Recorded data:
────────────────────────────────────────

Issue #2156, opened 2026-07-17
json.schema/schemas/application with "3.0" emit a 3.1 document with the version string rewritten: the Go port dropped the downgrader


samchon:
## Problem

`typia.json.schema/schemas/application<T, "3.0">()` emit a **3.1 document labelled `"3.0"`**. The `"3.0"` path builds the 3.1 document and rewrites the version string. Nothing else happens.

This is a **regression from the TypeScript implementation**, which downgraded. The Go port kept `writeV3_0`'s skeleton and dropped the downgrade.

## Evidence

Verified on `master`.

`packages/typia/native/core/programmers/json/JsonSchemasProgrammer.go:105-112` — the whole function:

```go
func jsonSchemasProgrammer_writeV3_0(metadataList []*nativemetadata.MetadataSchema) JsonSchemasProgrammer_IJsonSchemaCollection {
  collection := jsonSchemasProgrammer_writeV3_1(metadataList)
  return JsonSchemasProgrammer_IJsonSchemaCollection{
    Version:    "3.0",
    Components: collection.Components,
    Schemas:    collection.Schemas,
  }
}
```

It calls `writeV3_1` and relabels. There is **no downgrader anywhere in the native tree** — `OpenApiV3Downgrader.ts` exists only under `packages/utils/src/converters/internal/`, on the TypeScript side that the port replaced.

The result violates all three differences typia's own `OpenApiV3.ts` documentation lists between the dialects: `nullable`, the absence of `const`, and the absence of `prefixItems`.

The proof used is typia's **own `validateEquals` rejecting typia's own output**, with a passing 3.1 control — not an external validator's opinion.

### Why nothing caught it

There is **zero 3.0-dialect coverage in the repository.** The single file that touches `"3.0"` asserts only dialect-independent facts, so it passes against a 3.1 document. The dialect is a documented option with no test that knows what the dialect means.

## Consequence surface

| | |
| --- | --- |
| **Owner** | `packages/typia/native/core/programmers/json/JsonSchemasProgrammer.go:105` and its `schema`/`application` siblings |
| **Affected** | every consumer passing `"3.0"` — they receive a document that declares 3.0 and is not 3.0, and any conformant 3.0 tool will reject or misread it |
| **Not affected** | the `"3.1"` path, which is correct and is the default |

| Case | Expected |
| --- | --- |
| `"3.0"`, a nullable type | `nullable: true` — not a 3.1 type union |
| `"3.0"`, a literal type | no `const` |
[...]

PR #2172, opened 2026-07-17
docs(typia): remove removed-API and provider-behaviour claims from packages/typia/src doc comments

### LINKED ISSUE #2171: json.application points readers at "provider-specific schemas" that llm.application has never had: a comment describing an API typia itself removed
## Problem

`packages/typia/src/json.ts:107` tells the reader that `llm.application` **"provides provider-specific schemas (ChatGPT, Claude, Gemini, etc.)"**. It does not. There is no per-provider model — `llm.application`'s only schema knob is `ILlmSchema.IConfig.strict`.

This is the same rot as #2160, arriving by the **opposite mechanism**, and that is why it is worth its own issue. #2160's comments went stale because **the world moved**. This one went stale because **typia moved**: it reads as a survivor of the removed `ILlmSchema<Model>` era, and it now points users at a capability that no longer exists.

## Evidence

Verified on `master`.

`packages/typia/src/json.ts:100-107`:

```
 * Use cases:
 *
 * - Custom LLM function calling schema formats
 * - API documentation or code generation tools
 * - Alternative LLM integrations beyond built-in providers
 *
 * For standard LLM function calling, use {@link llm.application} instead, which
 * provides provider-specific schemas (ChatGPT, Claude, Gemini, etc.).
```

What `llm.application` actually takes (`packages/typia/src/llm.ts:117-120`):

```ts
export function application<
  Class extends Record<string, any>,
  Config extends Partial<
    ILlmSchema.IConfig & { ... }
```

`ILlmSchema.IConfig` declares exactly one field — `strict: boolean`. `ILlmApplication.IConfig` adds `validate`. **No provider dimension exists anywhere in the signature or the config.**

So the sentence promises a selector the API does not have, and the phrase "beyond built-in providers" in the bullet above implies "built-in providers" are a thing here. They are not.

## Consequence surface

| | |
| --- | --- |
| **Owner** | `packages/typia/src/json.ts:100-107` |
| **Affected** | anyone reading `json.application`'s doc — this ships on the published package. A reader is told to use `llm.application` for a feature it does not have, and may go looking for the knob |
| **Not affected** | runtime behaviour; `llm.application` itself, which is fine — only the sentence describing it is wrong |

Documentation only. Recorded because this campaign has been misled by its own records five times, and a comment that describes a removed API is a record actively pointing the reader at nothing.

| Case | Expected |
| --- | --- |
| `json.application`'s doc | states what `llm.application` actually offers, or simply points to it without inventing a capability |
| "beyond built-in providers" | either the built-in providers are real, or the phrase goes |
| `llm.application`'s own docs | unchanged — they do not make this claim |

## Approach

The invariant: **a doc comment describes the API that exists.**

Say what `llm.application` actually is — the LLM function-calling application builder, configured by `strict` — and drop the provider dimension. Do not replace it with a different provider claim; #2160 established that provider behaviour does not belong in a doc comment at all, and that a *corrected* claim rots exactly as the original did.

**Sweep for siblings while here.** #2160's cleanup found that its own inventory was incomplete because one instance — `ILlmStructuredOutput.ts:38`, "Most LLM providers accept this directly" — **named no provider and so escaped the grep**. This one is in `packages/typia/src`, which #2160's scope did not cover at all. The honest question is how many more comments describe an API typia has since removed, and a grep for provider names will not find them.

## A related, deliberately separate question for the maintainer

`packages/typia/native/core/programmers/llm/LlmSchemaProgrammer.go:157-158` carries the sentence *"OpenAI strict structured outputs cannot express the `not` keyword"* — the same claim #2165 just deleted from `Exclude.ts`.

It was left in place deliberately, and the reasoning is worth recording rather than acting on unilaterally: it is **implementation rationale sitting beside the branch it explains**, not a doc comment that ships on a public type. It explains why *typia's* code does what it does. That is arguably on the right side of #2160's rule.

But it is also where the prediction survives after the doc comments are cleaned — and it is the *reason* the `Exclude` rejection exists, so if that dialect claim ever goes stale, what needs revisiting is **the code it justifies**, not the comment. Whether rationale comments are in scope for the no-provider-claims rule is the maintainer's call, not the campaign's. **This issue does not propose touching it.**

- **Positive:** `json.application`'s doc describes the real API; a reader following it finds what it promises.
- **Negative:** no comment in `packages/typia/src` claims a capability the signature does not have.
- **Regression:** no code change; the emitted `.d.ts` differs only in the edited comments — and note that it **will** differ, because TypeScript emits doc comments into `.d.ts`. The proof to use is #2165's: every unedited declaration file byte-identical, and the edited ones identical with JSDoc stripped.
- **Commands:** `pnpm --filter ./packages/typia build`; the repository spell check.

## Coordination

- Documentation only. Read `.agents/skills/documentation/SKILL.md` first. **No package version bump** — releases and version numbers belong to the maintainer.
- **Sibling of #2160** (fixed by PR #2165), which removed provider behaviour claims from `@typia/interface`. That scope stopped at `packages/interface/src`; this is `packages/typia/src`.
- **The schema spec is off-limits.** The type declarations in `packages/interface/src` have zero errors and their non-standard properties are deliberate. Nothing here touches a declaration.
- Found by the #2160 batch, which correctly declined to sweep it in, and confirmed by the lead against `llm.application`'s actual signature.

samchon:
Closes #2171.

## Scope

Documentation-only sweep of `packages/typia/src` doc comments for two classes the maintainer's ruling on #2171 condemns (latest spec only):

- **Provider-behaviour claims** — sentences predicting what OpenAI/Gemini/Anthropic do or don't support. Deleted, not "corrected" (a corrected claim rots identically). #2160/#2165 established this for `packages/interface/src`; this batch covers `packages/typia/src`, which that scope did not touch.
- **Removed-API descriptions** — comments describing a capability, option, or type that no longer exists. `json.ts:107`'s "provider-specific schemas (ChatGPT, Claude, Gemini, etc.)" is the seed: a survivor of the removed `ILlmSchema<Model>` era. `llm.application`'s only schema knob is `ILlmSchema.IConfig.strict`; there is no per-provider model.

The invariant: a doc comment describes the API that exists and states typia's contract, not a third party's behaviour. Naming a provider to explain an option's *origin* survives (e.g. `strict` is OpenAI's structured-output mode).

## Constraints honoured

- **No package version bump.** `packages/typia/package.json` is untouched; releases and version numbers belong to the maintainer.
- **`packages/typia/native/**` untouched.** `LlmSchemaProgrammer.go:157-158` ("OpenAI strict cannot express `not`") is owned by the #2156/#2157 batch, which removes it. Not touched here.
- **`packages/interface/src` declarations off-limits.** Already swept by #2160/#2165.
- No `pnpm format`; campaign CI suspended per the issue-campaign rules.

## Verification

- `pnpm --filter ./packages/typia build`; the emitted `.d.ts` differs only in the edited comments (byte-identical with JSDoc stripped, per #2165's method).
- Repository spell check.

### DIFF
--- a/packages/typia/src/json.ts
+++ b/packages/typia/src/json.ts
@@ -101,10 +101,10 @@ export function application(): never;
  *
  * - Custom LLM function calling schema formats
  * - API documentation or code generation tools
- * - Alternative LLM integrations beyond built-in providers
+ * - Alternative LLM integrations that need full JSON Schema
  *
  * For standard LLM function calling, use {@link llm.application} instead, which
- * provides provider-specific schemas (ChatGPT, Claude, Gemini, etc.).
+ * builds the LLM-optimized function schema directly.
  *
  * @template Class Target class or interface type
  * @template Version OpenAPI version (`"3.0"` | `"3.1"`). Default `"3.1"`


samchon:
## Implementation complete — rebased, verified, Self-Reviewed

Rebased onto `ae2173e36a` (clean; #2173 already removed the `LlmSchemaProgrammer.go` provider sentence, which was out of scope here anyway). Head is `b2b79a5957`. Campaign CI cancelled per the exact-SHA gate after both the force-push and this update.

### The sweep result (`packages/typia/src`, read-and-classify, not grep)

One defect, in `json.ts`'s `json.application` doc:

- **Removed-API claim** — "use `llm.application` ..., which **provides provider-specific schemas (ChatGPT, Claude, Gemini, etc.)**". `llm.application`'s only schema knob is `ILlmSchema.IConfig.strict` (a single boolean; verified against `llm.ts`'s signature and `ILlmSchema.IConfig`). No per-provider model exists — this described the removed `ILlmSchema<Model>` API. Replaced with "builds the LLM-optimized function schema directly."
- **False implication** — the bullet "Alternative LLM integrations **beyond built-in providers**" implied typia has built-in LLM providers here; it does not. Replaced with "that need full JSON Schema."

The rest of the scope (all public files + ~120 internal helpers, `protobuf`/`functional`/`notations`/`transformers`/etc.) was read; no other provider-behaviour claim or removed-API description was found.

### Deliberately kept (the one judgment call)

`llm.ts:37` (`llm.controller`) and `llm.ts:102` (`llm.application`): "When passed to LLM providers (ChatGPT, Claude, Gemini, etc.), the LLM automatically selects functions and fills arguments from conversation." **Kept unchanged.** This is the keep-side of the #2165 precedent: it makes no schema accept/reject/support prediction (the class that rots), only describes the function-calling usage workflow and names providers as the *destination* of typia's output — exactly like the sentence #2165 kept in `ILlmStructuredOutput.ts` ("Pass this schema to LLM providers (OpenAI, Anthropic, Google, etc.) ... to constrain the output format"). Issue #2171's own case matrix also states "`llm.application`'s own docs — unchanged." Flagging it here so the lead can overrule; if a reframe is wanted, the model is #2165's "pass this to a provider to do X" phrasing.

### Verification

- `pnpm --filter ./packages/typia build` — green (both edited HEAD and pristine `ae2173e36a`).
- **`.d.ts` proof (#2165's method), rebuilt on `ae2173e36a`:** only `lib/json.d.ts` differs among declarations, and it is **identical with JSDoc stripped**; every other declaration file and all emitted `.js`/`.mjs` are byte-identical. (`lib/json.mjs.map` also differs — a sourcemap embeds the source text, so a comment change shifts it; not a declaration and not a code change.)
- **Spell check (`typos` v1.48.0, `./typos.toml`):** `json.ts` is clean. The repository run reports 6 pre-existing `labelled/unlabelled/labelling` (en-GB) errors, all in files outside this diff (`website/.../protobuf/message.mdx`, `packages/utils/.../OpenApiSchemaNamingRule.ts`, two `packages/typia/test/contract/native/*_test.go`, one `tests/test-typia-schema/...`) that landed on `ae2173e36a` via sibling batches — reported to the lead, not in scope here.

### Constraints honoured

`packages/typia/native/**` untouched (diff is `json.ts` only). No `packages/typia/package.json` bump. `packages/interface/src` untouched. No `pnpm format`.

### Noted for the lead (out of scope, not edited)

`packages/interface/src/schema/IJsonSchemaApplication.ts:13-14` still carries "features that **some LLM providers don't support** (tuples, `additionalProperties`, etc.)" — a brand-less "don't support" prediction (same class as the `ILlmStructuredOutput.ts:38` one #2160 missed) that survived the #2160/#2165 interface sweep. It's in `packages/interface/src` (off-limits to this batch), so left untouched; recording it since the premise "#2160 already swept interface, expect little there" holds only approximately — one genuine instance remains.

Solo Self-Review: one complete round, nothing to change.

────────────────────────────────────────

▶ WHAT THIS TASK INVOLVES:
Could you please give the number of lines in the data above that contain the word "declarations"? Only the number is needed.

▶ REPLY TO THE TASK:
3